▸ **WORK INSTRUCTIONS**
If a line below contains the word "where", count it; give only the total.

──────────────────────────────

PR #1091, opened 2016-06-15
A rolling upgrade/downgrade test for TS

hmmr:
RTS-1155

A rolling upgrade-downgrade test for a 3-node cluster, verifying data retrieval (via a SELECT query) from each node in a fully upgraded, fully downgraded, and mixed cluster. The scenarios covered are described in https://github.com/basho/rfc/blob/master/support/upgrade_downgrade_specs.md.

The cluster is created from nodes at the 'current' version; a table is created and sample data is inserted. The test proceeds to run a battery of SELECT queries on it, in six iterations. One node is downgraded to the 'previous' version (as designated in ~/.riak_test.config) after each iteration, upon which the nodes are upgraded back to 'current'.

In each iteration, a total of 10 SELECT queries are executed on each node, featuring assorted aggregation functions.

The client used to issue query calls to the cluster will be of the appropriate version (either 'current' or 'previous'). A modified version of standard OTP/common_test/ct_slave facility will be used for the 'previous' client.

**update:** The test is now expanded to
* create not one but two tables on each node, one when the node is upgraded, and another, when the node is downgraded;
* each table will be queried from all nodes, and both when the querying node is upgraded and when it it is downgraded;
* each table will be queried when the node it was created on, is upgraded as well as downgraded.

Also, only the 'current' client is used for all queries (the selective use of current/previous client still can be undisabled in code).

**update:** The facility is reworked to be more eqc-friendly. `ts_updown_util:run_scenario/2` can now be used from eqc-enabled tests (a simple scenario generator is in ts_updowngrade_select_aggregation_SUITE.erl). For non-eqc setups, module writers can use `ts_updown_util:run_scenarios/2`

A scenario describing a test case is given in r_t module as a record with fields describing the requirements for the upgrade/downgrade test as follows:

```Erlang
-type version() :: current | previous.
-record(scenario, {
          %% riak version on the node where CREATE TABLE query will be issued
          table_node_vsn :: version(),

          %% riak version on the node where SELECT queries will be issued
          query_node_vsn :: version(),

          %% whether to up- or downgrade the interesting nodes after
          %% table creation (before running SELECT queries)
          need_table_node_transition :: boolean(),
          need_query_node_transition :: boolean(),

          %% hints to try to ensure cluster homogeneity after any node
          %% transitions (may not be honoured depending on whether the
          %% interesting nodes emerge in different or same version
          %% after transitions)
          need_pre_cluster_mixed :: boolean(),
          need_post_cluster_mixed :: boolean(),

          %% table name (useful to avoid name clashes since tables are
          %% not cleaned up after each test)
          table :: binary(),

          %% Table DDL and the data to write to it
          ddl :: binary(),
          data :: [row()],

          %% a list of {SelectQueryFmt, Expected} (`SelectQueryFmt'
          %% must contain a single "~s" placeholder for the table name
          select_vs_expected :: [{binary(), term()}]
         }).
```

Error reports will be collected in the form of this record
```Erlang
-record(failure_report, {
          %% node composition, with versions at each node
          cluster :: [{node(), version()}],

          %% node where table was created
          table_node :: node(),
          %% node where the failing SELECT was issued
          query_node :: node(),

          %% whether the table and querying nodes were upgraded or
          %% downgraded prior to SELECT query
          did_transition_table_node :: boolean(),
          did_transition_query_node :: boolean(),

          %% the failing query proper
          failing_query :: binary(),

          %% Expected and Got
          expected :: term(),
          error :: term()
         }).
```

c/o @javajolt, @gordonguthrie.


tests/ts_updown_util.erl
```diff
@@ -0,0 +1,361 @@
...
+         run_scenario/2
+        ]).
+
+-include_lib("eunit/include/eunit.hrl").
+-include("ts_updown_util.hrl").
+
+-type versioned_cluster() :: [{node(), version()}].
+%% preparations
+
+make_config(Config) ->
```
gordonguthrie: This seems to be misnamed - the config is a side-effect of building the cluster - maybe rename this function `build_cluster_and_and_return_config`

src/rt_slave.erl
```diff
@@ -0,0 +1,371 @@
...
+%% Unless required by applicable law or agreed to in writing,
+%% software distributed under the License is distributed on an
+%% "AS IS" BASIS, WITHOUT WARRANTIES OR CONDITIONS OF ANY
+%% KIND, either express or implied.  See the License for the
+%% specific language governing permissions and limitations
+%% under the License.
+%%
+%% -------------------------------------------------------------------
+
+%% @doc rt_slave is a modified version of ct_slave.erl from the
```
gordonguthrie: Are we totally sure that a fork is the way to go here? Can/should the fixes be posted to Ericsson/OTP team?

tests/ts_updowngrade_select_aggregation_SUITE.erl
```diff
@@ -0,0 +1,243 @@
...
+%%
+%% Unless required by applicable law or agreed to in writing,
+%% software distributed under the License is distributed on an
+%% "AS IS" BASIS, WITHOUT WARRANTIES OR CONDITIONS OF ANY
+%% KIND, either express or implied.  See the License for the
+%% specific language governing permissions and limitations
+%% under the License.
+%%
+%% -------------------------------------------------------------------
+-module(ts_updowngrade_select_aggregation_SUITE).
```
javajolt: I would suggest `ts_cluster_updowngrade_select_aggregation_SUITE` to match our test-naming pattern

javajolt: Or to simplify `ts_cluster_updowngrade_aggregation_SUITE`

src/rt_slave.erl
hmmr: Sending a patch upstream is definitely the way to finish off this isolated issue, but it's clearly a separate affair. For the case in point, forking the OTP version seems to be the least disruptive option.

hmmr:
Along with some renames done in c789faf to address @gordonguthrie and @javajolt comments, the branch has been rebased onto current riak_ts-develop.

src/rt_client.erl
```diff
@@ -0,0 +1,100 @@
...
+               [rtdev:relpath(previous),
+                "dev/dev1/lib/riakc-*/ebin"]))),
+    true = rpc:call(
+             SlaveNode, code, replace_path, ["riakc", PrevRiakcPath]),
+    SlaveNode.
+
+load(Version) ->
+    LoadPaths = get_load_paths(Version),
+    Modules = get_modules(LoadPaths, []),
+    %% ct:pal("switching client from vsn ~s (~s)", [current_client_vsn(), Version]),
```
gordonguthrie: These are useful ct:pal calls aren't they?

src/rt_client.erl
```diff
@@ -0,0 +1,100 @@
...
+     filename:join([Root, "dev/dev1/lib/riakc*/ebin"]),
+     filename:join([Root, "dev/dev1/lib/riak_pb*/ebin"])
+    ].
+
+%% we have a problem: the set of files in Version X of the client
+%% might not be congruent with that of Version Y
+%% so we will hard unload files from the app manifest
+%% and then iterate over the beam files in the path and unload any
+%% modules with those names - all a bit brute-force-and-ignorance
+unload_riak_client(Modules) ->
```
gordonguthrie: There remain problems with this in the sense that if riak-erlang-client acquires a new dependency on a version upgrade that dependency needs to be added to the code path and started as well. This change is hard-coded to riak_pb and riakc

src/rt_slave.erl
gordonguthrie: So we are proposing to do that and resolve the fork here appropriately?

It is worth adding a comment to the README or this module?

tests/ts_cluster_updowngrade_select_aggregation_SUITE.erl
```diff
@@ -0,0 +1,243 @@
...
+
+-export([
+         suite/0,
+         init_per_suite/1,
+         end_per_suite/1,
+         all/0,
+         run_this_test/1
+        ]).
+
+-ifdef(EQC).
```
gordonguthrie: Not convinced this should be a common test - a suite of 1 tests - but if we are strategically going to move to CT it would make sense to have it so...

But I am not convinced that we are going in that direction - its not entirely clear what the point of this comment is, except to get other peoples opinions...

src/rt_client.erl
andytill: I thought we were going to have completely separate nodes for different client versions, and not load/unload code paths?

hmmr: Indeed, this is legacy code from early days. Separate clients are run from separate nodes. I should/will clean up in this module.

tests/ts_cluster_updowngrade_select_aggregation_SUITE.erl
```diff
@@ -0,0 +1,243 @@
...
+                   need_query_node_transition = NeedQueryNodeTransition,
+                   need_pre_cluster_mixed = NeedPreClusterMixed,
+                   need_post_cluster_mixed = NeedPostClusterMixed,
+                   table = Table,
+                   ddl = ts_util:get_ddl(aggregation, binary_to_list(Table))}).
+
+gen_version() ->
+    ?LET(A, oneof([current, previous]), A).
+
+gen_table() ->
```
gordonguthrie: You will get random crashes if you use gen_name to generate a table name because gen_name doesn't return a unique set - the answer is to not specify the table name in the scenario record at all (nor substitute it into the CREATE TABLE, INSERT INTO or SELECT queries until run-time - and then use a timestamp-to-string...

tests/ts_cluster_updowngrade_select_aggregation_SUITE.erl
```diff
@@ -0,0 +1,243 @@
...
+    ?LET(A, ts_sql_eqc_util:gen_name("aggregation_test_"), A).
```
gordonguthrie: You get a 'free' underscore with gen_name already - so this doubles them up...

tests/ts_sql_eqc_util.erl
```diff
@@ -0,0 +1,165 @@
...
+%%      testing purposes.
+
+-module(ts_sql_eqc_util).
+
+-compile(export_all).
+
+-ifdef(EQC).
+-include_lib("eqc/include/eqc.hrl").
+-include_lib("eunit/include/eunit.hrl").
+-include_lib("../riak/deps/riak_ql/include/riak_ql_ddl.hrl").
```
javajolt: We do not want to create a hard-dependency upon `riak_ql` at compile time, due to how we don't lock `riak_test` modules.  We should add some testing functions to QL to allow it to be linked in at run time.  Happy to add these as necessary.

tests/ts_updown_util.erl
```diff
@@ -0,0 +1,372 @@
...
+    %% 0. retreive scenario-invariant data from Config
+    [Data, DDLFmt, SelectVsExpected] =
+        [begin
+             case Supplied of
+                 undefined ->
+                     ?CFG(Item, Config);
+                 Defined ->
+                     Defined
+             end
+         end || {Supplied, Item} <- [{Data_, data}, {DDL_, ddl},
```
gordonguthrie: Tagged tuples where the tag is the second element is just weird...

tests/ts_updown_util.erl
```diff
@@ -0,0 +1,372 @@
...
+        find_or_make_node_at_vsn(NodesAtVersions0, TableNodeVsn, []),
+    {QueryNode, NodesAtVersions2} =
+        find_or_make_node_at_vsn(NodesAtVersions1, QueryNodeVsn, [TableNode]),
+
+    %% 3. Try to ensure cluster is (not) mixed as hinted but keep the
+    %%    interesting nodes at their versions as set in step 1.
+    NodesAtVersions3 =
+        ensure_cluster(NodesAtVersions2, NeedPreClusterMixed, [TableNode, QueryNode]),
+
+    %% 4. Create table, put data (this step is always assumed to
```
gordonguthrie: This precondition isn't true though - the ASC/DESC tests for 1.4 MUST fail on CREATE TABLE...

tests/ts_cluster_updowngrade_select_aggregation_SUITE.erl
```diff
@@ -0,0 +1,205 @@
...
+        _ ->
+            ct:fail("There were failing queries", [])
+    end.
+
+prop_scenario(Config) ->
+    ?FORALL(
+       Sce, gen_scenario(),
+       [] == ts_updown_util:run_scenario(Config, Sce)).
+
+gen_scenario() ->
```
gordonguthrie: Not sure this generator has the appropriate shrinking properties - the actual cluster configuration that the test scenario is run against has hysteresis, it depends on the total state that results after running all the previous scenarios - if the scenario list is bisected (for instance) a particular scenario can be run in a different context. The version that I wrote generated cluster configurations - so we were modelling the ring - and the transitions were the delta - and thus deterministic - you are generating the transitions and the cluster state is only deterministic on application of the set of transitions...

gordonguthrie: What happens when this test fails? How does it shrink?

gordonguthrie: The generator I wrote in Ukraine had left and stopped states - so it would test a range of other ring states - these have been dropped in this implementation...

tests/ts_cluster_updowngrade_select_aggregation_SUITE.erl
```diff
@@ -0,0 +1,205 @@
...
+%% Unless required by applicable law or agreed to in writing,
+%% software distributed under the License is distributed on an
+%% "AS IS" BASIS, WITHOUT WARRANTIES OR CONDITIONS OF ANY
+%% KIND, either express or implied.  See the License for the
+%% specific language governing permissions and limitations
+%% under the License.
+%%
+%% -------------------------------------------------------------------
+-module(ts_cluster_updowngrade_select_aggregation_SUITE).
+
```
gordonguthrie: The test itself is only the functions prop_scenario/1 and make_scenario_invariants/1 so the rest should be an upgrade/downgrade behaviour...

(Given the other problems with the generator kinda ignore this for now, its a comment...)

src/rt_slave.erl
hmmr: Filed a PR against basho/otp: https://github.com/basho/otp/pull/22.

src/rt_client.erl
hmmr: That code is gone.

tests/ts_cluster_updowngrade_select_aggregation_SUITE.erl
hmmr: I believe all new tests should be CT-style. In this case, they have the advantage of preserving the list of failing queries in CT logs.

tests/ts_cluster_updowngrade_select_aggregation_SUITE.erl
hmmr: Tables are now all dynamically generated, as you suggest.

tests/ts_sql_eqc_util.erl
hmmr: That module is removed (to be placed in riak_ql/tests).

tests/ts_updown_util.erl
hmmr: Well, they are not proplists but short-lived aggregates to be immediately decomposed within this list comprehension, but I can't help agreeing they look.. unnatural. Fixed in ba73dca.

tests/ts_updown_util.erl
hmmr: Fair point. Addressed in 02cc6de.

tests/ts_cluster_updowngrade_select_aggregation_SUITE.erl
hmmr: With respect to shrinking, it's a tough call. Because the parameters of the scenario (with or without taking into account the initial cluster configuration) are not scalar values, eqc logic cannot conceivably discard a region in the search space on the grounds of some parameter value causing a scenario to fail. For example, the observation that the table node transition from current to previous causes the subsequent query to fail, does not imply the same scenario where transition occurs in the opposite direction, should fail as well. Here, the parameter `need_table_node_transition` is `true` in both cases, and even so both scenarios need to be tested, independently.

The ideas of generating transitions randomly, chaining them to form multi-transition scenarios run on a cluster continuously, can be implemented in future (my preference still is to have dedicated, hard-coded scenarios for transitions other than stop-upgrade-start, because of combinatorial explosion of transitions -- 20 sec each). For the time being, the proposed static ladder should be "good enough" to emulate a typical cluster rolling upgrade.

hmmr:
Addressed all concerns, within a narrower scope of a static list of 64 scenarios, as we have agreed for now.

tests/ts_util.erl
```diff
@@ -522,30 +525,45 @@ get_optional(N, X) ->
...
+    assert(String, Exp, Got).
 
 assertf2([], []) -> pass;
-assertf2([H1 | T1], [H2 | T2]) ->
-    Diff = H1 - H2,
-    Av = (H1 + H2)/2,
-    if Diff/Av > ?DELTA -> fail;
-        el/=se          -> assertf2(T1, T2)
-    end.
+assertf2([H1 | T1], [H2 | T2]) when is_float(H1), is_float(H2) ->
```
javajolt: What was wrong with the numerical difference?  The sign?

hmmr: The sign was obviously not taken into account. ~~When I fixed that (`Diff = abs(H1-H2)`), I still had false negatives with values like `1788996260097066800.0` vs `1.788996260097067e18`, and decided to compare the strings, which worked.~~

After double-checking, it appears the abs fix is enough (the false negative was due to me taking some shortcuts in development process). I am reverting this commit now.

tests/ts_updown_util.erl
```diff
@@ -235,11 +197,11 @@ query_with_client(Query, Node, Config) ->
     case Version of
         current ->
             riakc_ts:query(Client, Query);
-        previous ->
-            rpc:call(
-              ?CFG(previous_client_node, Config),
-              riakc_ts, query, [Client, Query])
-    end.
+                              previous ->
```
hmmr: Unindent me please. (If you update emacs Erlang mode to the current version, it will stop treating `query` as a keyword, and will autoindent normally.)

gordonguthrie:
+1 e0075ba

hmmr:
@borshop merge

──────────────────────────────

▸ **WRITTEN ANSWER**
6